Contemporary Development With Functional Programming

Archimedean Solids in OCaml

October 13, 2012

One of the many ideas I have on the back burner is to apply “crowdsourcing” to the age-old question of whether the Platonic solids or the Archimedean solids are cooler. One day I’d like to make an OCaml iOS app that shows a pair of the different masters’ polyhedra and lets you vote on which is cooler.

Recently I was delighted to find that there’s a little OCaml library called Polydroml that calculates geometric information for nearly all the uniform polyhedra. It’s based on the Wythoff construction, which unifies all the different polyhedra through the single idea of tiling the surface of the sphere with spherical triangles.

Polydroml is the work of Fabian Pijcke and Pierre Hauweele. The current Polydroml code supports all but four of the Archimedean solids. I’m the kind of guy who likes to collect the whole set, so I spent a couple days adding support for two more polyhedra to the library.

The two I added are the great rhombicuboctahedron (shown in the figure) and the great rhombicosidodecahedron. They’re characterized by the fact that their vertices are located inside the spherical triangles of the Wythoff construction—not on their edges. As a result, they have more faces than the simpler polyhedra and hence are cooler. (But don’t let me influence your vote when the app comes out.)

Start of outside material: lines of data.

PR #5028, opened 2017-03-06
GIBCT autosuggest styling.

U-DON:
Resolves department-of-veterans-affairs/vets.gov-team#1239.


ben-USDS-damman (approved):
LGTM

U-DON:
Jenkins build isn't happening here for some reason. Closing in order to get the build running on a new PR.

saintsoup52:
What happens after the school is selected? 

In the old version the user was redirected to the next page... here what they select will have to stay on the page... will it just be in the box?

U-DON:
@saintsoup52 It should update the search results like a search term. Since the selection is a specific name, it would list just the one result that matches it. This still needs to be implemented, however.

PR #5029, opened 2017-03-07
Fixed GIBCT filtering on values that should not be converted to camelCase.

U-DON:
So found an edge case here… With the `/v0/gi/institutions/search` resource, we get a list of countries in the `meta.facets.country` object, and `bosnia_herzegovina` is one of them. However, trying to filter with it doesn’t return any results: `/v0/institutions?country=BOSNIA_HERZEGOVINA&version=1`.

Furthermore, we convert to camelCase on the front end, so it actually removes the underscore and would get us `bosniaHerzegovina`. It seems that the correct filter would be `country=bosnia-herzegovina` with the hyphen.

Trying to standardize on a case messes up searching on the other countries that have spaces (and parentheses) instead of hyphens, so the solution here seems to be to keep the values from the original payload's facets (without case conversion). For this specific case, we also need to replace the underscore with a hyphen, but assuming here that the normalized facets are generally expected to have hyphens in place of underscores.

### DIFF
--- a/src/js/gi/reducers/search.js
+++ b/src/js/gi/reducers/search.js
@@ -1,6 +1,7 @@
 /* eslint-disable no-case-declarations */
-import { SEARCH_STARTED, SEARCH_FAILED, SEARCH_SUCCEEDED } from '../actions';
+import { camelCase } from 'lodash';
 import camelCaseKeysRecursive from 'camelcase-keys-recursive';
+import { SEARCH_STARTED, SEARCH_FAILED, SEARCH_SUCCEEDED } from '../actions';
 
 const INITIAL_STATE = {
   facets: {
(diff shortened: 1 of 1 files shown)


ben-USDS-damman (approved):
This solution is fine. Ideally this would be fixed in GIDS.

U-DON:
@ben-USDS-damman Who currently owns GIDS? Is it likely to get fixed there, or would it be better to merge this for now?

ayaleloehr:
@mphprogrammer and @saneshark know the GIDS API well so hopefully can answer @U-DON 's question?

saneshark:
Agree, this should be fixed in GIDS. Can we open ticket in #gibct-data-service and assign ticket to @mphprogrammer

U-DON:
Created an issue at department-of-veterans-affairs/gibct-data-service#224. Closing this PR.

I fear there aren’t many people working with polyhedra in OCaml, but maybe I’ll be pleasantly surprised. If you’re interested you can get Polydroml itself, my patch to Polydroml, or a version of Polydroml with my patch already applied, at the following links:

(For convenience I’ve repackaged Polydroml as a zipfile—see the library link above for information on the official release. I have no relationship to the authors of Polydroml, other than that I think they must be pretty cool.)

The final two unimplemented Archimedean solids are so-called “snub” forms, which are possibly the coolest of all the convex uniform polyhedra (just my opinion—not an official endorsement). I’m hoping to add support for them pretty soon, after some further study of the Wythoff construction.

I enjoyed learning some spherical geometry while working on this:

  • A spherical triangle is determined by its three angles (no similar triangles on the sphere).

  • Spherical lines (great circles) intersect in two points!

  • Need to do constructions on the surface of the sphere, not in the plane of your triangle!

It gives me newfound respect for Archimedes, who somehow figured it all out while relaxing in the bath.